AI Queue Integration (Optional)

Route requests through AI Queue Master for priority queuing and request tracking.

USE_AI_QUEUE=true
AI_QUEUE_URL=http://host.docker.internal:8102
AI_QUEUE_API_KEY=your_queue_api_key
AI_QUEUE_PRIORITY=NORMAL

Features

  • Tool call parsing — Automatically extracts tool calls from model output
  • Chain-of-thought stripping — Removes reasoning prefixes
  • Streaming & non-streaming — Full SSE streaming support
  • Job polling — Automatically polls for queued job completion
  • Session-based auth — Uses AI Menu System for admin authentication
  • Claude Code / OpenCode support — Compatible with AI coding assistants

Supporting AI Coding Assistants (Claude Code, OpenCode, Cursor, etc.)

AI coding assistants require specific configurations to work properly. The proxy includes special handling to ensure compatibility:

Proxy Adjustments for AI Coding Assistants

  • Tool call normalization — Automatically fixes malformed tool calls from models
  • System prompt preservation — Maintains context across code generation sessions
  • Streaming optimization — Real-time tool execution for interactive coding
  • Response format conversion — Ensures OpenAI-compatible format for tool results
  • Error handling — Graceful fallbacks when models produce unexpected output
  • Claude Code compatibility — Claude Code works best with OpenAI-compatible endpoints through the proxy, even when using non-OpenAI models

Model Requirements

Use models with strong tool-calling capabilities.
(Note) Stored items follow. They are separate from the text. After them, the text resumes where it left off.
PR #666, opened 2023-10-26
raise ValueError if the model_type is None

guotuofeng:

### DIFF
--- a/olive/passes/onnx/transformer_optimization.py
+++ b/olive/passes/onnx/transformer_optimization.py
@@ -157,9 +157,12 @@ class OrtTransformersOptimization(Pass):
 
         if model.model_attributes:
             model_config = model.model_attributes
-            input_model_type = model_config.get("model_type", "")
-            _model_type = MODEL_TYPE_MAPPING.get(input_model_type, input_model_type)
-            run_config["model_type"] = run_config["model_type"] or _model_type
+            input_model_type = model_config.get("model_type")
+            if input_model_type:
+                model_type = MODEL_TYPE_MAPPING.get(input_model_type)
+            else:
+                model_type = None
+            run_config["model_type"] = run_config["model_type"] or model_type
             assert run_config["model_type"] in transformers_optimizer.MODEL_TYPES, (
                 f"Unsupported model type: {run_config['model_type']}, please select one from "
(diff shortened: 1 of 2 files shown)


trajepl (dismissed):

olive/passes/onnx/transformer_optimization.py
```diff
@@ -157,13 +157,12 @@ def _run_for_config(
...
         if model.model_attributes:
             model_config = model.model_attributes
-            input_model_type = model_config.get("model_type", "")
-            _model_type = MODEL_TYPE_MAPPING.get(input_model_type, input_model_type)
-            run_config["model_type"] = run_config["model_type"] or _model_type
-            assert run_config["model_type"] in transformers_optimizer.MODEL_TYPES, (
-                f"Unsupported model type: {run_config['model_type']}, please select one from "
-                "{transformers_optimizer.MODEL_TYPES} which need to be set under OrtTransformersOptimization.config"
-            )
+            input_model_type = model_config.get("model_type")
```
jambayk, line 160: not an issue but I think the original lines 160-162 do the same thing as the new `160-165`? `""` behaves the same as `None` in this use case. 

The only thing incorrect was that the final `model_type` check should have been outside this if condition

olive/passes/onnx/transformer_optimization.py
```diff
@@ -175,6 +174,13 @@ def _run_for_config(
                         run_config["hidden_size"] = model_config[hidden_size_name]
                         break
 
+        if run_config["model_type"] is None or run_config["model_type"] not in transformers_optimizer.MODEL_TYPES:
```
jambayk, line 177: Is the `None` check to make the logic clear? Since `None` would also fail the second condition.

olive/passes/onnx/transformer_optimization.py
guotuofeng: Yes, your are correct.

For the model_type variable, it is fine since it is only used when model.model_attributes have values.

olive/passes/onnx/transformer_optimization.py
guotuofeng: I explicitly check the None to make the logic clear.

jambayk (approved):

Recommended:

  • Qwen series (e.g., Qwen3-80B, Qwen3-Coder) - Excellent tool calling
  • Claude 3.5+ - Native tool support via Anthropic API
  • DeepSeek-V3 - Good tool calling performance

Endpoint Configuration

For best results with coding assistants:

  1. Use OpenAI-compatible or DeepInfra endpoint types
  2. Enable streaming for real-time tool execution
  3. Configure adequate max_tokens (8192-128000 for code generation)

Virtual Model Setup

When creating virtual models for coding assistants:

  • Set appropriate max_tokens to allow long code outputs
  • Use models that support tool calls (check provider docs)
  • For Anthropic models, ensure endpoint type is set to anthropic

Troubleshooting

Tools not executing:

  • Check model supports tool calls (not all models do)
  • Verify streaming is enabled
  • Check response format in logs

Code execution errors:

  • Verify model output is valid JSON for tool calls
  • Check custom headers if required by your setup
# View container logs
docker logs serverless-proxy

# Restart container
docker restart serverless-proxy

# Check health
curl http://localhost:8002/health

Project Structure

.
├── simple_bridge.py          # Main proxy application (FastAPI + Flask)
├── docker-compose.yml        # Docker Compose configuration
├── Dockerfile                # Container image definition
├── requirements.txt          # Python dependencies
├── templates/
│   └── admin_dashboard.html # Admin UI (static HTML)
├── .env.example              # Environment variable template
├── README.md
└── CHANGELOG.md

License

MIT License — see LICENSE.md

Acknowledgments

Based on RunPod serverless API patterns. Extended with virtual model configuration, Anthropic API compatibility, and admin UI capabilities.